It's not always easy for adult children to talk to their aging parents about the future. Conversations about health and finances can make families uncomfortable, and even cause fear. But not having a plan in place can result in a stressful situation for everyone down the line, and could leave children with the burden of making decisions on their parents' behalf without a good understanding of their wishes.
When your family gets together for the holidays, it can be a great time to take note of how your parents are doing and may even be an opportunity start this very important conversation. But how do you begin and what should you cover?
When to start a conversation
Too often, adults don't think about planning for their parents' future until there's a problem.
“It's critical to have these conversations when your parents are relatively healthy instead of during an emergency or sudden hospitalization," said Catherine Hodder, Esq., an estate planning attorney and author of Estate Planning for the Sandwich Generation: How to Help Your Parents and Protect Your Kids.
Your parents' needs can change gradually or in an instant. So the sooner you start talking to them about their future, the better prepared you'll both be when things do change.
How to start a conversation with aging parents
For many adult children, finding the right way to bring up tricky subjects is a major stumbling block. The right setting and approach can make all the difference.
Start the conversation in person, in a relaxed setting where you can talk without interruptions. Although the holidays might be the time when your family is all together, your parents may not wish to talk about their changing needs in front of the whole family. Try and find some one-on-one time to talk.

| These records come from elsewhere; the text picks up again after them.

PR #1255, opened 2025-09-04
Generic OpenAI-compatible SUT for modelship

rogthefrog:
Creating an OpenAI-compatible SUT works roughly the same as other factory-based SUTs, but the code and string-to-factory mapping are in a different place.

### DIFF
--- a/src/modelgauge/sut_factory.py
+++ b/src/modelgauge/sut_factory.py
@@ -7,7 +7,6 @@ from modelgauge.sut import SUT
 from modelgauge.sut_definition import SUTDefinition, SUTUIDGenerator
 from modelgauge.sut_registry import SUTS
 from modelgauge.suts.huggingface_sut_factory import HuggingFaceSUTFactory
-
 from modelgauge.suts.openai_sut_factory import OpenAICompatibleSUTFactory
 from modelgauge.suts.together_sut_factory import TogetherSUTFactory
 


src/modelgauge/suts/README.md
```diff
@@ -3,3 +3,93 @@
...
+* openai-compatible clients
+
+### OpenAI-Compatible Dynamic SUTs
+
+If your SUT supports the OpenAI API, you can call it one of two ways.
+
+#### No Code
+
+```bash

Approach the conversation with an open mind. You might use your own financial and estate planning experiences as a conversation starter.

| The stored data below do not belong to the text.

PR #1257, opened 2025-09-04
First reasoning sut + security handles reasoning suts

bkorycki:
This PR implements changes that allow you to benchmark reasoning SUTs that discard their reasoning output.
- A new SUT option called `max_total_output_tokens` for SUTs that output more than just response text. Non-reasoning SUTs still just use the old `max_tokens` value.
- Any reasoning SUTs are responsible for truncating the response text down to `max_tokens`.
- The first reasoning SUT: `TogetherThinkingSUT`. Technically this can be used for any reasoning SUT on Together that returns it's thinking output enclosed in `<think></think> `tags before the actual response. But I'm not actually aware of any reasoning SUTs that behave this way outside of deep seek R1.


src/modelgauge/sut.py
```diff
@@ -118,7 +129,7 @@ def run_readiness_check(self) -> ReadyResponse:
         raw_request = self.translate_text_prompt(_READINESS_CHECK_TEXT_PROMPT, options=_READINESS_CHECK_SUT_OPTIONS)
         raw_response = self.evaluate(raw_request)
         response = self.translate_response(raw_request, raw_response)
-        return ReadyResponse(is_ready=bool(response.text), response=response)
+        return ReadyResponse(is_ready=response.text is not None, response=response)
```
bkorycki, line 132: I had to change this to accommodate the thinking SUT, which returns an empty string if max_tokens is too low to generate non-thinking text.

src/modelgauge/sut.py
```diff
@@ -54,6 +57,14 @@ class SUTOptions(BaseModel):
     """If present, will request the log probabilities for this
     many of the top tokens at each token position."""
 
+    @model_validator(mode="after")
```
wpietri, line 60: Good catch.

src/modelgauge/suts/together_client.py
```diff
@@ -266,6 +272,83 @@ def translate_response(self, request: TogetherChatRequest, response: TogetherCha
...
+            # no closing tag: everything is thinking text
+            return ""
+
+        response = text[think_close + len("</think>") :].strip()
+
+        if max_tokens is None:
+            return response
+
+        # Truncate response text to max tokens
+        if self.tokenizer is None:
```
wpietri, line 343: I'd suggest making tokenizer a property, and let just that method handle the lazy loading.

You might also extract a truncate method, either to this class or to a wrapper for AutoTokenizer if you think we'll want to have more code closely relating to it.

rogthefrog (approved):
👍🏻I added this new max token param to the rich SUT UID parser here:

https://github.com/mlcommons/modelbench/pull/1260

bkorycki:
@rogthefrog The max tokens are set by the test not the SUT! So it's not a part of the SUT UID.

wpietri (approved):

src/modelgauge/suts/together_client.py
bkorycki: I changed the tokenizer to be a property!

I think I will extract the reasoning parsing logic and truncation in a future PR when we start adding more reasoning SUTs.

“A great tip is to ask your parents' opinions," Hodder says. “Parents love to give advice. Tell your parents that you are looking into life insurance and long-term care insurance. Ask them if they have these types of insurance policies or if they considered them."
What topics to cover
Hodder says there are four main subjects to discuss.

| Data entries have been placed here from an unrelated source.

PR #1261, opened 2025-09-05
Speed up tests

wpietri:
Our tests had gotten up to 3 minutes of runtime. This brings them back down to around 10 seconds, albeit in dubious ways. Are they too dubious? Let me know.

### DIFF
--- a/conftest.py
+++ b/conftest.py
@@ -1,9 +1,11 @@
 import copy
 import importlib
 import sys
+import time
 from collections import defaultdict
 from datetime import datetime, timedelta, timezone
 from typing import Dict
+from unittest import mock
 
 import pytest
 
@@ -71,3 +73,12 @@ def pytest_sessionstart(session):
     mg_config.load_secrets_from_config = new_func
     if "modelgauge.sut_factory" in sys.modules:
         importlib.reload(sys.modules["modelgauge.sut_factory"])
+
+
+actual_time_sleep = time.sleep
+
+
+@pytest.fixture(scope="session", autouse=True)
+def sleep_faster():
+    with mock.patch("time.sleep", lambda x: actual_time_sleep(x / 100000)) as _fixture:
+        yield _fixture
--- a/tests/modelbench_tests/test_run.py
+++ b/tests/modelbench_tests/test_run.py
@@ -2,12 +2,13 @@ import json
 import math
 from datetime import datetime
 from typing import List, Mapping, Sequence
+from unittest import mock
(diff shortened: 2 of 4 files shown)


conftest.py
```diff
@@ -71,3 +73,12 @@ def new_func(path=None):
...
     if "modelgauge.sut_factory" in sys.modules:
         importlib.reload(sys.modules["modelgauge.sut_factory"])
+
+
+actual_time_sleep = time.sleep
+
+
+@pytest.fixture(scope="session", autouse=True)
+def sleep_faster():
+    with mock.patch("time.sleep", lambda x: actual_time_sleep(x / 100000)) as _fixture:
```
superdosh, line 83: How many such references are there? This is the only one where I feel it might bite someone in the future. OTOH, we can probably enforce no new tests with sleeps and favor freezegun instead.

tests/modelbench_tests/test_run.py
```diff
@@ -80,6 +81,15 @@ def standards_path_patch(monkeypatch, tmp_path):
     return path
 
 
+@pytest.fixture(scope="module", autouse=True)
+def fast_metadata():
```
dhosterman, line 85: This patch is repeated a number of places. Would it make sense to create a fixture or function in a place where the tests can access it?

conftest.py
wpietri: Good question. This mock gets called 45,612 times. It's not that many calls in our code, of course, but I expect there will be a lot of them given retry code and whatnot.

pyproject.toml
```diff
@@ -89,6 +89,7 @@ llama-api-client = ">=0.1.1,<0.4.0"
 huggingface-hub = "^0.34.4"
 openai = "^1.8.0"
 pyarrow = ">=20,<22"
+freezegun = "^1.5.5"
```
superdosh: Can it be just in the dev group?

tests/modelbench_tests/test_run.py
wpietri: I think the number is 2, so I wasn't going to sweat it. But based on this I took a look and couldn't find a way that seemed reasonable. If I make it module scope, then including it in any one unit test in a file makes it happen for everything, which is weird. But if I make it individual scope, people have to know which ones it goes with, and they shouldn't. Any suggestions?

pyproject.toml
wpietri: Done!

rogthefrog (approved):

“Talk about their health and who will make healthcare decisions for them if they can't," Hodder says.
Ask your parents if they have a living will, durable power of attorney, or advance directive, that can facilitate health-related decisions in the event the parent is unable to do so.
A durable power of attorney doesn't have to be a complicated legal document. You can ask your parents' doctor or hospital to provide a form or download the forms used in your state from the National Hospice and Palliative Care Organization.
According to a 2017 report from Fannie Mae and the Urban Institute, roughly two-thirds of homeowners age 65 and older own their home without a mortgage. If a significant portion of your parents' net worth is tied up in their home, they may need to tap that equity to supplement their retirement income.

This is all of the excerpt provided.